What the task asks
Within this listing, how many lines carry the string "from"? State the number only.

Extracted records
PR #187, opened 2023-10-02
Fix Job Params

patricktnast:
### Description

- *Category*: 
bugfix
- *JIRA issue*: [MIC-4332](https://jira.ihme.washington.edu/browse/MIC-4332)

### Changes and notes
 
It turns out we are depended on the JobParams object itself having its branch config updated, so updating a copy as a ConfigTree left things out of the results .hdf

It is also not so easy to just use the sim.configuration tree in place of job_parameters, since theres a lot of extra stuff. In the end, i went with a minimal change although this preserves the (somewhat more explicit now) dependence on job parameters being updated. I think it would be a good idea to consider combing through this for a more extensive refactor; i think we could probably streamline this a bit
### Testing

added a bit more test coverage. Tested with MNCH maternal model

### DIFF
--- a/tests/psimulate/worker/test_vivarium_work_horse.py
+++ b/tests/psimulate/worker/test_vivarium_work_horse.py
@@ -1,11 +1,12 @@
-import pytest
-
 from time import time
+
+import pytest
 from vivarium.framework.utilities import collapse_nested_dict
+
 from vivarium_cluster_tools.psimulate.jobs import JobParameters
 from vivarium_cluster_tools.psimulate.worker.vivarium_work_horse import (
-    setup_sim,
     parameter_update_format,
+    setup_sim,
 )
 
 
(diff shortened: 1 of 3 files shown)


mattkappel (approved):

tests/psimulate/worker/test_vivarium_work_horse.py
```diff
@@ -21,7 +30,19 @@ def test_setup_sim(mocker):
...
-    sim_config = setup_sim(job_parameters).configuration
 
-    assert sim_config["time"]["end"]["year"] == 2020
-    assert sim_config["input_data"]["artifact_path"] == "~/vivarium.yaml"
+    initial_job_params = job_parameters.branch_configuration.copy()
+    update_dict = parameter_update_format(job_parameters)
+    sim_config = setup_sim(job_parameters).configuration.to_dict()
+    job_config = job_parameters.branch_configuration
+
+    def compare_dicts(test_dict, ref_dict):
```
rmudambi, line 39: This is basically checking that every key in the `ref_dict` exists in the `test_dict` and is matches the `ref_dict` value? I think it'd be good to add a comment to state that explicitly, because I originally read this and expected it to be checking the that the dicts are equal, which this is not doing.

rmudambi (approved):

Solution to this task
4